■ **TASK ITEM**
Determine which lines of the records include the word "having", and copy them.

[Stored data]
PR #1943, opened 2021-11-05
Fix action release

jLopezbarb:

Fixes: context action was not updating properly because not having master branch

## Proposed changes
- Get the branch you should push to for every action
-

### DIFF
--- a/update_actions.sh
+++ b/update_actions.sh
@@ -8,24 +8,24 @@ if [ -z "$VERSION" ]; then
         exit 1
 fi
 
-actionsRepos=(delete-namespace_master
-        build_master
-        destroy-preview_master
-        deploy-preview_master
-        deploy-stack_master
-        namespace_master
-        pipeline_master
-        push_master
-        create-namespace_master
-        destroy-pipeline_master
-        login_master
-        destroy-stack_master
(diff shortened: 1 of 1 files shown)


update_actions.sh
```diff
@@ -8,23 +8,25 @@ if [ -z "$VERSION" ]; then
...
-        namespace
-        pipeline
-        push
-        create-namespace
-        destroy-pipeline
-        login
-        destroy-stack
-        apply
-        context)
+actionsRepos=(delete-namespace_master
```
ifbyol, line 11: I think  having repo names with `-` and separating the branch with `_`  could be error prone and probably we would not realize easily. Can we use maybe a tab or another character to separate repo name and branch? I would try to use any char that cannot be "valid" for a repo name

jLopezbarb: yep, we can't use tab because it will detect as another element, but we can use `/`. What do you think?

pchico83 (approved):

update_actions.sh
ifbyol: yeah, I don't think we create a repository with `/`

ifbyol (approved):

■ **ANSWER BOX**
Fixes: context action was not updating properly because not having master branch
ifbyol, line 11: I think  having repo names with `-` and separating the branch with `_`  could be error prone and probably we would not realize easily. Can we use maybe a tab or another character to separate repo name and branch? I would try to use any char that cannot be "valid" for a repo name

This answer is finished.